Lead writes: contract shells, shared files, integration tests, interface fixes. Lead does NOT write: layer-specific implementation or unit tests -- agents own those. Agents: Follow TDD independently, mark tasks completed, report blockers via SendMessage.
Step 4: Test
- • Write tests FIRST (TDD) or alongside implementation
- • Run full test suite using the command from your resolved config
- • Run linter using the command from your resolved config
- • Manual verification of acceptance criteria
Step 4.5: Verification Gate (MANDATORY)
Before claiming implementation is complete, verify with fresh evidence.
Iron Law: No completion claims without fresh verification evidence. If you haven't run the verification command in this message, you cannot claim it passes.
Run the full test suite and linter from your resolved config.
Report with evidence:
## Verification Evidence - Tests: [count] passing
[paste actual test output]
- Linter: 0 errors
[paste actual linter output]
- Acceptance criteria verified: - [x] Criterion 1 - [how verified] - [x] Criterion 2 - [how verified]
Red flags - STOP if any apply:
- •Using "should", "probably", "seems to work"
- •About to commit without running tests in this session
- •Trusting memory of a previous run
- •Saying "I'm confident" (confidence is not evidence)
Step 4.6: Spec Compliance Self-Check (MANDATORY)

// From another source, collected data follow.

PR #193, opened 2017-08-17
language: allow to specify initial languages from vendor.conf

cosimoc:
Instead of hardcoding the initial list, we can use vendor.conf to seed
it; we still use the hardcoded defaults when that's not the case.

https://phabricator.endlessm.com/T17467

### DIFF
--- a/gnome-initial-setup/pages/language/cc-common-language.c
+++ b/gnome-initial-setup/pages/language/cc-common-language.c
@@ -285,13 +285,57 @@ insert_user_languages (GHashTable *ht)
         }
 }
 
-GHashTable *
-cc_common_language_get_initial_languages (void)
+#define VENDOR_LANGUAGE_GROUP "Language"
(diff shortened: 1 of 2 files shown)


gnome-initial-setup/pages/language/cc-common-language.c
```diff
@@ -285,13 +285,59 @@ insert_user_languages (GHashTable *ht)
...
+#define VENDOR_LANGUAGE_GROUP "Language"
+#define VENDOR_LANGUAGE_INITIAL_LANGUAGES_KEY "initial_languages"
+
+static gboolean
+insert_vendor_languages (GHashTable *ht)
 {
-        GHashTable *ht;
+        g_autoptr(GKeyFile) keyfile = NULL;
+        g_autoptr(GError) error = NULL;
+        g_autofree char **languages = NULL;
```
ramcq: I think this is the wrong free macro, shouldn't we have g_autoptr(GStrv)? g_key_file_get_string_list is transfer_full and insert_language copies the language it's given.

PR #194, opened 2017-08-23
live-chooser: refer to DVD, not USB, if booted from DVD

wjt:
https://phabricator.endlessm.com/T18708


gnome-initial-setup/gis-driver.c
```diff
@@ -87,33 +87,55 @@ typedef struct _GisDriverPrivate GisDriverPrivate;
 
 G_DEFINE_TYPE_WITH_PRIVATE(GisDriver, gis_driver, GTK_TYPE_APPLICATION)
 
+/* Should be kept in sync with eos-installer */
 static gboolean
-running_live_session (void)
+check_for_live_boot (gchar **uuid)
```
cosimoc: I'd prefer it if this parameter was optional; alternatively you could have two functions, one that detects live boots, and another one that detects the UUID. That way you could pass NULL (or avoid getting the UUID altogether) if desired.

gnome-initial-setup/gis-driver.c
```diff
@@ -127,14 +132,67 @@ check_for_live_boot (gchar **uuid)
   return live_boot;
 }
 
+static void
+udisks_client_new_cb (
+    GObject *source,
```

Before PR creation, verify you built what was requested - nothing more, nothing less.
| Check | Question |
|---|---|
| Missing requirements | Did I implement everything in the spec? Re-read each requirement. |
| Extra work | Did I build only what was requested? No "while I'm here" additions? |
| Misunderstandings | Did I solve the right problem the right way? |
## Spec Compliance Check | Requirement | Implementation | Evidence | |-------------|----------------|----------| | [Requirement 1] | [What was built] | [Test that proves it] | **Over-engineering check:** - [ ] No unplanned features added beyond spec - [ ] No "while I'm here" additions - [ ] No unnecessary abstractions
Step 4.7: Deferred Work Tracking (MANDATORY)
If the plan deferred any work (items from the original plan or chair decisions that were descoped during review), evaluate each deferral against the threshold before creating issues.
Follow-Up Issue Threshold
Default: Do it inline. A separate follow-up issue is only warranted when the work meets ANY of these criteria:
- •Cross-boundary: Crosses a module, service, or repository boundary (not merely touching a file outside the issue's listed files -- incidental edits to adjacent files are normal)

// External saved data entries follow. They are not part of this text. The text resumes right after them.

PR #195, opened 2017-08-24
language: make sure initial language is always at the top

cosimoc:
It could be confusing to have to scroll back to see other languages;
make sure the initial language is always the first in the list.

https://phabricator.endlessm.com/T17467

### DIFF
--- a/gnome-initial-setup/pages/language/cc-language-chooser.c
+++ b/gnome-initial-setup/pages/language/cc-language-chooser.c
@@ -52,6 +52,7 @@ struct _CcLanguageChooserPrivate
 
         gboolean showing_extra;
         gchar *language;
+        gchar *initial_language;
 };
 typedef struct _CcLanguageChooserPrivate CcLanguageChooserPrivate;
 G_DEFINE_TYPE_WITH_PRIVATE (CcLanguageChooser, cc_language_chooser, GTK_TYPE_BOX);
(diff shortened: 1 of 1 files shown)


gnome-initial-setup/pages/language/cc-language-chooser.c
```diff
@@ -569,6 +578,7 @@ cc_language_chooser_constructed (GObject *object)
 
         if (priv->language == NULL)
                 priv->language = cc_common_language_get_current_language ();
+        priv->initial_language = g_strdup (priv->language);
 
         sync_all_checkmarks (chooser);
         show_more (chooser);
```
rshuler: Not in the new code added, but I think the return value of an int function is undefined if not specified.

gnome-initial-setup/pages/language/cc-language-chooser.c
```diff
@@ -415,6 +416,8 @@ sort_languages (GtkListBoxRow *a,
                 GtkListBoxRow *b,
                 gpointer       data)
 {
+        CcLanguageChooser *chooser = data;
+        CcLanguageChooserPrivate *priv = cc_language_chooser_get_instance_private (chooser);
         LanguageWidget *la, *lb;
         gchar *normalized_a, *normalized_b;
         gint retval;
```
rshuler: Also not in the new code, but it appears that the 'retval' variable is never used.

gnome-initial-setup/pages/language/cc-language-chooser.c
rshuler: Sorry -- ignore that.  I missed expanding part of the code and mixed two functions together.

gnome-initial-setup/pages/language/cc-language-chooser.c
rshuler: Ignore that, too.  Again, my error in not expanding all the code when reviewing in github.

PR #198, opened 2017-08-28
demo mode: hook up cancel button to hide the dialog

erikos:
This is a follow up for https://phabricator.endlessm.com/T18734

### DIFF
--- a/gnome-initial-setup/gis-page-util.c
+++ b/gnome-initial-setup/gis-page-util.c
@@ -448,12 +448,15 @@ gis_page_util_show_factory_dialog (GisPage *page)
 }
 
 static void
-pressed_demo_button (GtkWidget *widget, gpointer user_data)
+response_cb (GtkDialog *dialog,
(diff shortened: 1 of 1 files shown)


gnome-initial-setup/gis-page-util.c
```diff
@@ -448,20 +448,27 @@ gis_page_util_show_factory_dialog (GisPage *page)
...
-pressed_demo_button (GtkWidget *widget, gpointer user_data)
+response_cb (GtkDialog *dialog,
+             guint      response_id,
+             gpointer   user_data)
 {
   GisDriver *driver = GIS_DRIVER (user_data);
 
+  if (response_id == GTK_RESPONSE_CANCEL)
+  {
+    gtk_widget_hide (GTK_WIDGET (dialog));
```
smspillaz: We're using `gtk_window_close` on the dialog below, we should either change the latter or make this consistent with it.

PR #202, opened 2017-08-31
T18995: Indicate visually that we are in demo mode

smspillaz:
https://phabricator.endlessm.com/T18995


gnome-initial-setup/gis-driver.c
```diff
@@ -52,6 +52,7 @@ gis_driver_mode_get_type (void) {
 enum {
   REBUILD_PAGES,
   LOCALE_CHANGED,
+  ENTER_DEMO_MODE,
```
erikos: I would name the signal DEMO_MODE_ENTERED or ENTERED_DEMO_MODE.

PR #204, opened 2017-09-01
page-util: don't enter demo mode for live sessions

cosimoc:
https://phabricator.endlessm.com/T19032


smspillaz:
I guess this works for now, though I thought we would have just had a gsetting set by the image builder so that we could disable this on an image-by-image basis.

PR #207, opened 2017-09-04
T18983

smspillaz:
Reset the machine id and record a metric when we enter demo mode. Metrics will be set to enabled by default.

https://phabricator.endlessm.com/T18983

### DIFF
--- a/gnome-initial-setup/gis-driver.c
+++ b/gnome-initial-setup/gis-driver.c
@@ -420,6 +420,37 @@ create_demo_user (GisDriver *driver, GError **error)
   return TRUE;
 }
 
+static gboolean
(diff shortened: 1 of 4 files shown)


gnome-initial-setup/gis-driver.c
```diff
@@ -420,6 +420,40 @@ create_demo_user (GisDriver *driver, GError **error)
...
+                               G_DBUS_CALL_FLAGS_NONE,
+                               -1,
+                               NULL,
+                               error);
+
+  if (!rv)
+    return FALSE;
+
+  g_variant_unref (rv);
+  g_object_unref (proxy);
```
wjt: Use `g_autoptr()` and avoid these two.

PR #219, opened 2017-09-12
Demo mode: use as well the default avatar

erikos:
Use the same default avatar (the sunflower)
as for any other EOS user.

https://phabricator.endlessm.com/T19144

### DIFF
--- a/gnome-initial-setup/gis-driver.c
+++ b/gnome-initial-setup/gis-driver.c
@@ -407,6 +407,7 @@ create_demo_user (GisDriver *driver, GError **error)
 
   act_user_set_password_mode (user, ACT_USER_PASSWORD_MODE_NONE);
   act_user_set_automatic_login (user, TRUE);
+  act_user_set_icon_file (user, AVATAR_IMAGE_DEFAULT);
 
   language = gis_driver_get_user_language (driver);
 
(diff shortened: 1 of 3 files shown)


gnome-initial-setup/gis-driver.c
```diff
@@ -370,6 +370,7 @@ gis_driver_is_in_demo_mode (GisDriver *driver)
 
 #define DEMO_ACCOUNT_USERNAME "demo-guest"
 #define DEMO_ACCOUNT_FULLNAME "Demo"
+#define DEMO_ACCOUNT_AVATAR_IMAGE "/usr/share/pixmaps/faces/sunflower.jpg"
```
smspillaz: Is this not defined somewhere else? I would imagine it is done for regular users too?

smspillaz: Would it make sense to share the define?

erikos: I guess we could move the define to "gnome-initial-setup/gnome-initial-setup.h" since that is included in both places.

gnome-initial-setup/gnome-initial-setup.h
```diff
@@ -38,5 +38,7 @@ typedef struct _GisPage      GisPage;
 
 void gis_ensure_stamp_files (void);
 
+#define AVATAR_IMAGE_DEFAULT "/usr/share/pixmaps/faces/sunflower.jpg"
```
smspillaz: You probably want to define this at the top of the file after the `#include`s

smspillaz:
Looks good to me - thanks for picking this up!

- •Design-required: Needs its own requirements analysis, architecture decision, or testing strategy
- •Risk-elevating: Requires reviewers to assess side effects outside the PR's primary scope, or needs its own test plan
These three criteria are the canonical set. If a deferral does not meet any of them, it belongs in the current PR.
| Scenario | Verdict | Why |
|---|---|---|
| Fix a typo in a doc you are already editing | Inline | Same file, zero risk |
| Add a cross-reference from skill A to skill B | Inline | One-line edit, no design needed |
| Remove dead code discovered during implementation | Inline | Small, reduces complexity |
| Refactor a shared utility used by 4 other modules | Separate issue | Cross-boundary, risk-elevating |
| Add a new validation layer the chair recommended | Separate issue | Design-required, new tests needed |
| Migrate a config format across all commands | Separate issue | Cross-boundary, design-required |
Process
- •Scan the plan for language like "deferred", "follow-up", "future work", "out of scope (was in original plan)"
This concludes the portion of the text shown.